Today we have travelled from Warminster up to Brecon enroute to our way home. 

So far we love everything about our new MH. We love the quality of the build, all the quirky gadgets such as the outside shower which is great for washing off the muddy dog after a walk, the Cruise Control which we've never experienced before and was great to use on the way to Eddies and on our way back today. The beds are easy to make up and the shower is great. 

Only problem we've had is that we couldn't close the blinds on the main front screen as the mirror was in the wrong location, so we now remove the mirror at night in order to close the blinds but will get this fixed next week. We also need another lesson in how to use the whole DVD/Digibox/TV thing.

One other slightly bigger problem is that we managed to ground the MH when we tried to park it in our usual place at home. This involves driving from a flat driveway up a shortish slope to a flat area at the top, alas the stablisers at the rear of the MH became embedded in the driveway causing us to have to very carefully reverse back out and abandon all attempts at parking there. We've no idea where we are going to park her now but for the next few days it will be in front of the house and every one else will just have to drive around her. We might resort to taking the stabilisers off but we're not sure this would resolve the problem. The E495 came close to touching the floor but didn't so we are mulling over solutions. Any suggestions are welcome.

I plan to write a company report on Continental when we return home tomorrow, they were very good and have so far delivered on every promise they have made. 

So we are now officially members of the Auto Trail family and look forward to talking to our fellow Auto Trail owners out there.


----------



## mark_2cv (Sep 13, 2006)

Hi TravelBug 
Rear air rides may fix that problem. Our parking spot sounds very much like yours, and to park or leave I just give the back end some extra pressure and it clears the rise! 

Mark.


----------



## 98316 (Mar 25, 2006)

Hi, thanks for that suggestion, we hadn't heard of these before but have now looked them up and can see that they might do the trick. We will contact our dealer tomorrow to see if they can find out if there are some suitable for our MH and how much etc they are.

Would we pump them up so to speak each time we wanted to go up the drive or do they automatically pump up when we switch the engine on?

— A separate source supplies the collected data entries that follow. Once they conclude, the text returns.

PR #1676, opened 2025-04-17
Remove original_jaffle_shop dbt project

pankajkoti:
PR #1230 introduced the `original_jaffle_shop` project for `ExecutionMode.AIRFLOW_ASYNC`, likely to support early customisations for async execution. Since Cosmos 1.9, we’ve shifted to relying on dbt to generate the SQL, making those customisations unnecessary. As this project isn’t used in any other example DAG, it now seems redundant. I’ve updated the test and example DAG to use `jaffle_shop` instead, which is consistently used across most of our examples.

This is a follow-up PR from the discussion in https://github.com/astronomer/astronomer-cosmos/pull/1674#discussion_r2048690393

related: https://github.com/astronomer/astronomer-cosmos/issues/1677


dev/dags/simple_dag_async.py
```diff
@@ -24,7 +24,7 @@
 simple_dag_async = DbtDag(
     # dbt/cosmos-specific parameters
     project_config=ProjectConfig(
-        DBT_ROOT_PATH / "original_jaffle_shop",
+        DBT_ROOT_PATH / "jaffle_shop",
```
pankajkoti, line 27: Apart from file deletions by removing the `dbt/original_jaffle_shop` folder in the PR, this is one of the two changes we're introducing in this PR. Adding this comment for helping reviewers.

tests/operators/test_airflow_async.py
```diff
@@ -28,7 +28,7 @@
 from cosmos.profiles import get_automatic_profile_mapping
 
 DBT_PROJECTS_ROOT_DIR = Path(__file__).parent.parent.parent / "dev/dags/dbt"
-DBT_PROJECT_NAME = "original_jaffle_shop"
+DBT_PROJECT_NAME = "jaffle_shop"
```
pankajkoti, line 31: Apart from file deletions by removing the `dbt/original_jaffle_shop` folder in the PR, this is second of the two changes we're introducing in this PR. Adding this comment for helping reviewers.

tatiana (approved):
Looks great, @pankajkoti , thanks for doing this cleaning up - and having a dedicated PR for this change.

PR #1687, opened 2025-04-22
Fix or ignore type check error

pankajastro:


cosmos/operators/virtualenv.py
```diff
@@ -34,7 +34,11 @@
 )
 
 if TYPE_CHECKING:
-    from airflow.utils.context import Context  # pragma: no cover
+    if TYPE_CHECKING:
+        try:
+            from airflow.sdk.definitions.context import Context
+        except ImportError:
+            from airflow.utils.context import Context  # type: ignore[attr-defined]
```
pankajastro, line 41:
```suggestion
    try:
        from airflow.sdk.definitions.context import Context
    except ImportError:
        from airflow.utils.context import Context  # type: ignore[attr-defined]
```

pankajkoti (commented):
Can we add pragma:no-cover blocks for the type check so as to not drop the project coverage?

pankajkoti (approved):
LGTM, thanks for fixing these

PR #1691, opened 2025-04-23
Try dropping Airflow dependency in mypy pre-commit

pankajkoti:


pankajkoti:
appears mypy needs apache-airflow in the isolated environment it creates as otherwise it reports the errors as seen in the CI failures. Likely the fixes being made in #1687 is what we would need due to the nature of how mypy works with its isolated environments.

Issue #1587, opened 2025-03-04
Evaluate how to support dbt docs in Airflow 3


tatiana:
Airflow 3 introduces several UI changes. This ticket aims to validate how the Cosmos dbt docs plugin behaves in Airflow 3, using similar strategies to https://github.com/astronomer/astronomer-cosmos/issues/1488.

Some of the things we expect to change:

1. We should not use Fab, only Flask. We should replace the following:
   - https://github.com/astronomer/astronomer-cosmos/blob/46912b6db088d096103e8b0a80c32ee77179203b/cosmos/plugin/__init__.py#L272
   - https://github.com/astronomer/astronomer-cosmos/blob/46912b6db088d096103e8b0a80c32ee77179203b/cosmos/plugin/__init__.py#L208-L212

2. As of today, Airflow does not support custom menu items. We should also look into this.

tatiana:
Very important: @pankajkoti Before we start working on this, we should align with @bbovenzi @pierrejeambrun to confirm what is ready and what is not.

We should probably remove the Fab dependency as a starting point, but we need to see how much we can expose. We may have to wait for AF 3.1

bbovenzi:
2. We do allow custom menu items as links! As long as you adjust the url in the plugin to point to the dbt docs then the AF3 UI should display it as an external link.

There is also a way to force plugins to load as iframes inside the "Security" tab.

Otherwise, we will be expanding on plugins in 3.1

bbovenzi:
Based on our conversation. The new external_views iframe plugins should work. We just need to make sure that the UI already handles managing url state between the iframe view and the main UI.

pankajkoti:
> Based on our conversation. The new external_views iframe plugins should work. We just need to make sure that the UI already handles managing url state between the iframe view and the main UI.

Thanks @bbovenzi and @pierrejeambrun for taking the time yesterday to discuss this over our call yesterday. In our call, I missed discussing another problem on the possibility of how we could support multiple dbt projects to be supported in the docs view. I am following up with you over Slack to discuss the same.

PR #1646, opened 2025-03-28
Add Airflow 3 tests matrix entry

pankajkoti:
This PR adds Airflow 3 matrix entries to the various tests that we run in our CI including unit, integration, dbt-async, performance and k8s tests.

It also makes tweaks to the setup scripts for airflow version specific db commands. Since, "airflow db init" no longer works with Airflow 3, the PR replaces its usage with airflow db migrate along with needed refactoring to those scripts.

While the PR attempts to fix few of the failing tests to add compatibility for Airflow 3, I am  skipping remaining failing tests to be run on Airflow 3. I have created independent issues to resolve each of them and have also added TODO comments linking to those issues in the TODO comment. 

related: #1631

PR #1692, opened 2025-04-24
Disable CosmosPlugin for AF3

pankajkoti:
While I am not seeing any explicit errors with having the CosmosPlugin in an Airflow 3 env, I think it's still wise that we disable it for now for Airflow 3 until we work on #1587 

closes: #1685


cosmos/plugin/__init__.py
```diff
@@ -1,273 +1,11 @@
-import os.path as op
```
pankajkoti, line 1: all of the existing content of this file has been copied over as-is to the new `plugin_impl.py` file in the same directory path

pankajkoti:
I tested that the plugin continues to work with AF2
Screenshot 2025-04-24 at 8 37 43 PM

pankajkoti:
This could help in the failing test for AF3 in https://github.com/astronomer/astronomer-cosmos/actions/runs/14662043590/job/41148487115?pr=1646 for PR #1646

cosmos/plugin/__init__.py
tatiana: Do you know why Git didn't consider this a rename, but instead treated it as a new file?

Perhaps we could rename this just to `plugin/plugin.py` - its a bit ungly, but I feel impl is not adding much. Happy with alternatives as well :)

tatiana (approved):
Thanks, @pankaj, really excited for the AF3 support!

PR #2084, opened 2025-11-05
Add deferrable support for Watcher Sensor

### LINKED ISSUE #2059: [Enhancement] Support using deferrable sensors on `ExecutionMode.WATCHER`
### Description

As of Cosmos 1.11.0, the `ExecutionMode.WATCHER` consumer nodes are sensing for changes in the producer node synchronously. We should change the pokes to happen on the `triggerer`, to further optimise resource utilisation in Cosmos with this execution mode.

### Use case/motivation

_No response_

### Related issues

_No response_

pankajastro:
This PR adds async/deferrable support to the Watcher sensor

**Benefits**
- Reduces resource usage for long-running watcher tasks.
- Improves task scheduling and throughput.

**Limitation**
- Supports deferrable execution for model or run commands only.
- Retry execution remains synchronous, and deferrable happens only for try no 0.

**Future**
- Improve poke_interval and timeout handling to address performance issue: https://github.com/astronomer/astronomer-cosmos/issues/1973

closes: https://github.com/astronomer/astronomer-cosmos/issues/2059

Screenshot 2025-11-06 at 12 28 27 AM

Screenshot 2025-11-06 at 2 44 31 PM


cosmos/_triggers/watcher.py
```diff
@@ -0,0 +1,133 @@
...
+            if node_status == "success":
+                self.log.info("Model '%s' succeeded", self.model_unique_id)
+                yield TriggerEvent({"status": "success"})  # type: ignore[no-untyped-call]
+                return
+            elif node_status == "failed":
+                self.log.warning("Model '%s' failed", self.model_unique_id)
+                yield TriggerEvent({"status": "failed"})  # type: ignore[no-untyped-call]
+                return
+            elif dr_state == "failed":
+                yield TriggerEvent({"status": "failed"})  # type: ignore[no-untyped-call]
```
pankajkoti, line 121: can we make the messaging consistent with poke method here to include in the error logs

"The dbt build command failed in producer task. Please check the log of task {self.producer_task_id} for details."

cosmos/_triggers/watcher.py
```diff
@@ -0,0 +1,133 @@
...
+            (r for r in results if r.get("unique_id") == self.model_unique_id),
+            {},
+        )
+        return node_result.get("status")
+
+    async def run(self) -> AsyncIterator[TriggerEvent]:
+        self.log.info("Starting WatcherTrigger for model: %s", self.model_unique_id)
+
+        while True:
+            dr_state = await self.get_xcom_val("state")
```
pankajkoti:
```suggestion
            producer_task_state = await self.get_xcom_val("state")
```
Isn't it the producer task state?

pankajkoti (approved):
It's looking great to me. Have a couple of comments inline. 

Also, looks like a few tests are failing in the CI.

cosmos/_triggers/watcher.py
pankajastro: Yes, that's correct. fixed

cosmos/_triggers/watcher.py
pankajastro: Added this log message in `execute_complete` method

tatiana (commented):
@pankajastro, this is really exciting, thanks for finding a solution for it!
Do you see any downsides or risks with always using the deferrable implementation? What happens if the end-user does not have a triggerer in their Airflow deployment?
Should we also support people opting out of using the deferrable mode?
Finally, are there any performance improvements when switching to deferrable, when running `ExecutionMode.WATCHER` with our [benchmark project](https://github.com/astronomer/cosmos-benchmark)?

pankajastro:
> Do you see any downsides or risks with always using the deferrable implementation? What happens if the end-user does not have a triggerer in their Airflow deployment?

I’m a bit concerned about the number of database accesses from the trigger.

> Should we also support people opting out of using the deferrable mode?

I’ve thought about it, and I think we should expose a parameter at the sensor level to conditionally defer. However, it would be better to do this once https://github.com/astronomer/astronomer-cosmos/issues/1973 is solved.

> Finally, are there any performance improvements when switching to deferrable, when running ExecutionMode.WATCHER with our [benchmark project](https://github.com/astronomer/cosmos-benchmark)?

I have not done any performance testing.

tatiana (approved):
Looks great, thank you very much, @pankajastro !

This certainly looks like a better option to some of our solutions such as digging up the driveway and trying to re shape it somehow! Will let you know how we get on.


----------



## Chetty (Mar 23, 2007)

*Enjoy your Autotrail*

Travelbug
Now you have taken delivery of your Autotrail, take advantage of becoming a member of the owners club and experience our great rallies and join in the fun with like minded enthuiasts.

Best wishes Chetty


----------



## UncleNorm (May 1, 2005)

Hi Travelbug! Congratulations on your new MH. I hope you enjoy it half as much as we enjoy Our Coral.

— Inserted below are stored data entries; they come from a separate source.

PR #2087, opened 2025-11-06
Fix `ExecutionMode.WATCHER` deadlock in Airflow 3.0 & 3.1

### LINKED ISSUE #2057: [Bug] dbt Command hanging in the producer task with `ExecutionMode.WATCHER`
### Astronomer Cosmos Version

1.11.0a12

### dbt-core version

1.11.0-b3

### Versions of dbt adapters

dbt-bigquery=1.10.2

### LoadMode

AUTOMATIC

### ExecutionMode

LOCAL

### InvocationMode

None

### airflow version

Astronomer Runtime 3.1-2 based on Airflow 3.1.0+astro.2

### Operating System

Astro CLI (Linux) on MacOS

_No response_

### Deployment

Other

### Deployment details

Local Astro CLI using Dockerfile
```
FROM astrocrpublic.azurecr.io/runtime:3.1-2
```

And requirements:
```
astronomer-cosmos==1.11.0a13

apache-airflow-providers-amazon[s3fs]
apache-airflow-providers-microsoft-azure
apache-airflow-providers-google
apache-airflow-providers-snowflake
apache-airflow-providers-databricks
```

### What happened?

When trying out `ExecutionMode.WATCHER` with the DAG:
```
from datetime import datetime, timedelta
from pathlib import Path

from airflow import DAG

from cosmos.airflow.dag import DbtDag
from cosmos.airflow.task_group import DbtTaskGroup
from cosmos.config import ProfileConfig, ProjectConfig, RenderConfig, ExecutionConfig
from cosmos.constants import LoadMode, ExecutionMode, InvocationMode, TestBehavior


PROFILE_PATH = Path("/usr/local/airflow/dbt/fhir-dbt-analytics/profiles.yml")
PROJECT_PATH = Path("/usr/local/airflow/dbt/jaffle_shop")

    execution_mode=ExecutionMode.WATCHER
)
#execution_config = ExecutionConfig()

    profile_name="fhir_dbt_analytics",
    target_name="dev",
    profiles_yml_filepath=PROFILE_PATH,
)


cosmos_jaffle_shop = DbtDag(
    dag_id="cosmos_jaffle_shop",
    project_config=ProjectConfig(PROJECT_PATH),
    execution_config=execution_config,
    tags=["watcher"],
)

operator_args = {
    "execution_timeout": timedelta(seconds=120),
}


with DAG(
    dag_id="cosmos_jaffle_shop_taskgroup",
    schedule="@daily",
    catchup=False,
):
    """
    The simplest example of using Cosmos to render a dbt project as a TaskGroup.
    """
    pre_dbt = EmptyOperator(task_id="pre_dbt")

    first_dbt_task_group = DbtTaskGroup(
        group_id="first_dbt_task_group",
        execution_config=execution_config,
        project_config=ProjectConfig(PROJECT_PATH),
        operator_args=operator_args,
    )

    pre_dbt >> first_dbt_task_group

```

The producer task hanged running the dbt command for a very long time, without completing, until I cancelled it. I haven't experienced this issue before.

Within 12 attempts to run this DAG, I saw this happen twice, in different parts of the dbt pipeline. The producer task should take less than 30s to run, and in both scenarios it took more than this - and I manually cancelled them:

Image

Image

### Relevant log output

```shell
Logs displayed in the screenshot - the dbt command just hang in different stages.
```

### How to reproduce

I had to re-run this DAG multiple times to get a similar behaviour.

### Anything else :)?

There are a few hypotheses why this happened:
1. There was a delay running the query against BQ (the database we were using in this demo)
2. There is an issue using the dbt Core callback feature, which sometimes gets lost (leading to it hanging indefinitely) - this may be specific to this dbt-core beta version
3. There is an issue with Airflow 3.1.0 when running a subprocess when it sometimes hangs

For now, we'll track the behaviour and see how often this happens. We should find the root cause and fix it.

### Contact Details

_No response_

tatiana:
Airflow 3.0 and 3.1 are currently not thread-safe when running `xcom_push`, which leads to deadlocks.

The problem description and troubleshooting are detailed in ticket #2057.

Unfortunately, since this issue is not deterministic, I was unable to create an automated test to reproduce and prevent regressions. That said, given that the producer node hangs indefinitely until the task times out, and given that we were no longer able to reproduce the issue after the current changes, I firmly believe we should proceed with this change.

Closes: #2057

Co-authored-by: Ash Berlin-Taylor <ash@astronomer.io>

### DIFF
--- a/cosmos/operators/watcher.py
+++ b/cosmos/operators/watcher.py
@@ -6,6 +6,7 @@ import logging
 import zlib
 from datetime import timedelta
 from pathlib import Path
+from threading import Lock
 from typing import TYPE_CHECKING, Any, Callable, List, Union
 
 import airflow
@@ -14,7 +15,9 @@ from packaging.version import Version
 if TYPE_CHECKING:  # pragma: no cover
     try:
         from airflow.sdk.definitions.context import Context
+        from airflow.sdk.types import RuntimeTaskInstanceProtocol as TaskInstance
     except ImportError:
+        from airflow.models.taskinstance import TaskInstance  # type: ignore[assignment]
         from airflow.utils.context import Context  # type: ignore[attr-defined]
 
 try:
@@ -50,11 +53,23 @@ except ImportError:  # pragma: no cover
     EventMsg = None
 
 logger = logging.getLogger(__name__)
-
+xcom_set_lock = Lock()
 
 CONSUMER_OPERATOR_DEFAULT_PRIORITY_WEIGHT = 10
 PRODUCER_OPERATOR_DEFAULT_PRIORITY_WEIGHT = 9999
 WEIGHT_RULE = "absolute"  # the default "downstream" does not work with dag.test()
+
+
+def safe_xcom_push(task_instance: TaskInstance, key: str, value: Any) -> None:
+    """
+    Safely set an XCom value in a thread-safe manner in Airflow 3.0 and 3.1.
+    We noticed that the combination of using dbt (multi-threaded) and Airflow 3.0 and 3.1 to set Xcom lead to race conditions.
+    This leads the producer task to get stuck while running the dbt build command.
+    Unfortunately, since this is non-deterministic, and happens once every five runs, we were not able to have a proper test.
+    However, we applied this fix and run over 20 times a pipeline that would fail every 5 runs and this allowed us to no longer face the issue.
+    """
+    with xcom_set_lock:
+        task_instance.xcom_push(key=key, value=value)
 
 
 class DbtProducerWatcherOperator(DbtLocalBaseOperator):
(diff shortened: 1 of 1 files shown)


cosmos/operators/watcher.py
```diff
@@ -50,13 +53,25 @@
...
 
 CONSUMER_OPERATOR_DEFAULT_PRIORITY_WEIGHT = 10
 PRODUCER_OPERATOR_DEFAULT_PRIORITY_WEIGHT = 9999
 WEIGHT_RULE = "absolute"  # the default "downstream" does not work with dag.test()
 
 
+def safe_xcom_push(task_instance: TaskInstance, key: str, value: Any) -> None:
+    """
+    Safely set an XCom value in a thread-safe manner in Airflow 3.0 and 3.1.
+    We noticed that the combination of using dbt (multi-threaded) and Airflow 3.0 and 3.1 to set Xcom lead to race conditions.
```
```suggestion
    We noticed that the combination of using dbt (multi-threaded) and Airflow 3.0 and 3.1 to set XCom lead to race conditions.
```

cosmos/operators/watcher.py
```diff
@@ -50,13 +53,25 @@
...
+    This leads the producer task to get stuck while running the dbt build command.
+    Unfortunately, since this is non-deterministic, and happens once every five runs, we were not able to have a proper test.
+    However, we applied this fix and run over 20 times a pipeline that would fail every 5 runs and this allowed us to no longer face the issue.
+    """
```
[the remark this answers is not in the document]
tatiana: Addressed in b8e9de1e9a97892db60adc46a87085d235eee7cb

cosmos/operators/watcher.py
```diff
@@ -50,13 +53,25 @@
     EventMsg = None
 
 logger = logging.getLogger(__name__)
-
+xcom_set_lock = Lock()
```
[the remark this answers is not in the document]
tatiana: Module-level lock is right. It needs to be global per process.

pankajastro (approved):
Looks good! It might be nice to add a regression test to make sure this issue doesn’t come back in the future.

cosmos/operators/watcher.py
```diff
@@ -50,13 +53,25 @@
...
 
 CONSUMER_OPERATOR_DEFAULT_PRIORITY_WEIGHT = 10
 PRODUCER_OPERATOR_DEFAULT_PRIORITY_WEIGHT = 9999
 WEIGHT_RULE = "absolute"  # the default "downstream" does not work with dag.test()
 
 
+def safe_xcom_push(task_instance: TaskInstance, key: str, value: Any) -> None:
+    """
+    Safely set an XCom value in a thread-safe manner in Airflow 3.0 and 3.1.
```
pankajkoti, line 65: Do we need to mention specific Airflow versions here? Because we are not altering the behavior here based on Airflow versions here.

tatiana:
> Looks good! It would be beneficial to add a regression test to ensure this issue doesn’t recur in the future.

I fully agree, @pankajastro. I discussed this with @ashb, but since it would happen only from time to time, and I couldn't reproduce it with Airflow `dag.test()` or `airflow dags test`, I couldn't find an easy way to accomplish this. If we test against Astro in the future, we could ensure that we run multiple tests and have a method for avoiding this from regressing.

cosmos/operators/watcher.py
tatiana: I think we should mention we're using this because of these versions bug, but it is also harmless to use for others. It simplifies our code-base to not have to handle this differently based on Airflow version. If Airflow fixes this, we can then do the version check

SNAP! I too had a practice at 'grounding' the rear chassis of our new MH. I was reversing into a driveway which sloped up more rapidly than I expected. The scraping noise frightened the life out of me. So embarrassing too!  

I aborted the manoeuvre and drove to a layby to inspect the damage. I feared for the whole of my back bumper.

Lady Luck was smiling on me! The road had not touched the bumper, but it had scraped and slightly dented part of the rear subframe. I can fix it.

So, what can be done to avoid similar mishaps in the future. We have a ferry to catch in June!! :roll: Paranoia!

I had thought about adding some hardwood skids to the chassis subframe. I'd be happy for those to skid. I had even thought about some heavy duty castors!! 

I haven't found a price for the air-rides yet but would guess they're too expensive for us.

I'll have to keep my brain in gear and do some lateral thinking! :lol:


----------



## bobandjane (Dec 29, 2007)

Hi All. I saw a Concord in germany and I think some RVs with little wheels on the rear end to stop any damage, that would do the trick if you can find some. We live in a bungalow with a really steep drive, when we moved here the lorry had a taillift and we tried to back up .No way that just dug in, so we turned around and drove up (big scrapes in the concrete) I had visions of no being able to get it out again but once it was empty it just mist it. Our Kontiki had a long overhang and its about 3 or 4 inches off the drive driving or backing in so that OK.I know what you say about the ferry even worse when its rough. Maybe you could get some sort of roller system made up,better to catch that than the van!. Good Luck. Bob.


----------



## mark_2cv (Sep 13, 2006)

I would be very concerned about fitting rear skids or "castors", what sort of stress would be placed on the rear of the chassis when any firm contact was made to the ground? 8O


----------



## UncleNorm (May 1, 2005)

Hi Mark and all! Thanks for the interest.  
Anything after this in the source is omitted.